Scroll back to 'BOF (Book)' and find 'XF 3e' record. (As always in GtkTree you can put focus in the tree and start typing 'XF 3e', it will scroll to the right entry. Or use entry line again with 0:0:112 as a path.)
Select this 'XF 3e' entry. In the top right area oletoy will show parsed content. You need 'dgLeft', 'dgRight', 'dgTop' and 'dgBottom'.

@moggi,kohei:
Assumption that XL overrides D7 with D8 in comment #6 is wrong.
Based on the second test it's currently "thickest border wins".
I'm going to check single/double line borders etc to list how XL deals with invalid files.
Comment 9 Markus Mohrhard 2011-10-01 05:28:25 UTC
Hello Rainer,

this bug report is perfectly fine. This bug report is not directly about a bug in calc's xls handling but that we may now have problems with some not 100% correct documents we didn't have in 3.3.

And Valek is known to us for his great work analyzing binary formats, so that what he describes here in one bug report is more detailed and helpful than splitting these (related) problems into several bug reports that may miss the overall context.
Comment 10 Valek Filippov 2011-10-01 05:38:38 UTC
Created attachment 51839 [details]
For "1 vs 1a", to check which border "wins", file 1
Comment 11 Valek Filippov 2011-10-01 05:39:02 UTC
Created attachment 51840 [details]
For "1 vs 1a", to check which border "wins", file 2
Comment 12 Valek Filippov 2011-10-01 05:52:04 UTC
Created attachment 51841 [details]
For "1 vs 1a", to check which border "wins", file 3

Results of tests

d7		d8			result
--------------------------------------------------
1 (thin)	2 (medium)		2 (medium)
2 (medium)	1 (thin)		2 (medium)
2 (medium)	5 (thick)		5 (thick)
2 (medium)	3 (dashed)		2 (medium)
3 (dashed)	2 (medium)		2 (medium)
6 (double)	2 (medium)		6 (double)
2 (medium)	8 (med-dash)		2 (medium)
8 (med-dash)	2 (medium)		2 (medium)
6 (double)	5 (thick)		6 (double)
2 (medium)	7 (hair)		2 (medium)
7 (hair)	2 (medium)		2 (medium)
5 (thick)	6 (double)		6 (double)
--------------------------------------------------

double > thick > medium > thin > hair
solid > dashed
Comment 13 Valek Filippov 2011-10-01 07:10:45 UTC
Created attachment 51844 [details]
For "1 vs 1a", to check which border "wins", file 4

One important case was missed.
1 (thin) 8 (med-dash) -> 8 (med-dash).
Comment 14 Valek Filippov 2011-10-07 12:53:23 UTC
Full list of preferences is
double > thick > medium > medium-dash > medium-dash-dot > slanted dash-dot >
medium dash-dot-dot > thin > dashed > dotted > dash-dot > dash-dot-dot > hair

There is an additional information (eg. test file and screenshot from XL2k7) in the similar gnumeric bug: https://bugzilla.gnome.org/show_bug.cgi?id=660605
Comment 15 Kohei Yoshida 2011-10-25 08:05:47 UTC
Hmm it appears I forgot to set target for this bug...

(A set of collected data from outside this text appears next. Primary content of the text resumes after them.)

Issue #755, opened 2023-11-27
[BUG] tezos-setup tries to register key as delegate even if it's already registered


DMozhevitin:
# Description

When `baker` key is already registered as delegate, `tezos-setup` still shows the ledger prompt and calls `octez-client register key baker as delegate` command which fails with error. We need to skip these actions if the account has been already registered as delegate. It can be checked by querying `/context/delegates/<pkh>` node RPC endpoint.

# To Reproduce

1. Manually register the account used for baking in `tezos-setup` as delegate
2. Select this account in `tezos-setup`
3. Observe that `tezos-setup` shows the ledger prompt and calls `register key <key> as delegate` command which fails with error. The setup wizard won't fail with error though.

# Expected behavior

If the account is already a delegate, `tezos-setup` skip registering step.

# Environment

- Ubuntu 20.04
- `v18.1-1` release

krendelhoff2:
fixed by #768

PR #768, opened 2023-12-20
[#755] Check if bakey key already registered

krendelhoff2:
## Description

Problem: Sometimes at point of `register_baker` action key is already registered as delegate, resulting in error output.

Solution: Check if it already registered.

## Related issue(s)

Resolves #

  can be successfully built.


DMozhevitin (approved):
LGTM :+1: , have only one minor nitpick:

When account is already registered a delegate, the wizard still shows "Registering the baker" text:

```
...
Registering the baker
Would you like to request to end the Liquidity Baking subsidy?
...
```

I believe that it's easy to fix, so feel free to merge this PR after resolving this comment.

PR #769, opened 2023-12-21
[Chore] Update "actions/checkout"

Sereja313:
Problem: node16 is now deprecated and github-runner provided by nixpkgs no longer supports this runtime. However, "actions/checkout@v3" uses this runtime.

Solution: Update CI pipeline to use "actions/checkout@v4".

## Related issue(s)

Resolves #

  can be successfully built.


Sereja313:
some of them use our runners, which causes scheduled jobs to fail

rvem (approved):

PR #771, opened 2023-12-27
[#736] Use binaries list from octez and partially automate binaries update

krendelhoff2:
## Related issue(s)

Resolves #

  can be successfully built.

### DIFF
--- a/scripts/shell.nix
+++ b/scripts/shell.nix
@@ -8,6 +8,7 @@ mkShell {
     # NOTE using the most recent nix for sticky nix flake lock update feature
     nix
     python3
+    moreutils
     coreutils
     gnused
     gh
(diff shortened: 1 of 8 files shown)


scripts/shell.nix
```diff
@@ -8,6 +8,7 @@ mkShell {
     # NOTE using the most recent nix for sticky nix flake lock update feature
     nix
     python3
+    moreutils
```
DMozhevitin, line 11: Do we actually use the tools from `moreutils` in this PR? 🤔

DMozhevitin (approved):
Looks good 👍 , have only one question

Btw, is it possible to make a dummy tag like [this one](https://github.com/serokell/tezos-packaging/releases/tag/test-736) to check how it works in action?

scripts/shell.nix
krendelhoff2: yes, `proto` script requires `sponge` utility from `moreutils`

DMozhevitin: Got it 👌

PR #783, opened 2024-03-13
[#782] Support tzinit provider

### LINKED ISSUE #782: Replace xtz-shots snapshot provider with tzinit

`xtz-shots` snapshot provider is down for some time, and it's unlikely that it will continue working. At the same time, the new snapshot provider [tzinit](https://snapshots.tzinit.org/) launched recently, it would be nice to replace xtz-shots with it in `tezos-setup`.

This provider has different API than `Marigold` and `xtz-shots`, namely it doesn't provide the snapshot metadata JSON file, but their API is designed in such a way as to download the needed snapshot without metadata JSON.

Also note that they have several servers located in different regions (EU, US and Asia) and it's represented by the part of URL to download the snapshot. We should take it into account and give users a possibility to choose the appropriate region to download the snapshot faster. 

# Acceptance criteria

* `xtz-shots` is removed from the list of available providers and replaced by `tzinit`

krendelhoff2:
## Description

TzInit provider should be supported, as it seems to be the most stable in the near future.

## Related issue(s)

Resolves #782 

  can be successfully built.

### DIFF
--- a/baking/src/tezos_baking/provider.py
+++ b/baking/src/tezos_baking/provider.py
@@ -28,7 +28,6 @@ def get_node_version():
 @dataclass
 class Provider:
     title: str
-    metadata_url: str
 
     @abstractmethod
     def get_snapshot_metadata(self, network, history_mode):
@@ -37,6 +36,7 @@ class Provider:
 
 @dataclass
 class XtzShotsLike(Provider):
+    metadata_url: str
     # Returns relevant snapshot's metadata
     # It filters out provided snapshots by `network` and `history_mode`
     # provided by the user and then follows this steps:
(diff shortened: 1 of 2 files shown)


baking/src/tezos_baking/provider.py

Let's get this taken care of now.
Comment 16 Kohei Yoshida 2011-10-25 11:43:16 UTC
So, at least I know why we ignore cell formats from these documents generated by 1C.

Each cell format needs to be associated with a style, and most hard cell formats are associated with the "Normal" style (Excel terminology) which is equivalent to the "Default" style (Calc terminology).  But in these 1C-style xls documents, the formats are not associated with any style.  And we intentionally skip importing any cell formats that are not associated with styles (see XclImpXF::ApplyPatternToAttrList) for what happens there).

As to why the cell formats are not associated with any styles in these 1C xls docs, it's because these docs don't include the STYLES records (opcode = 0x0293) which specifies presence of cell styles.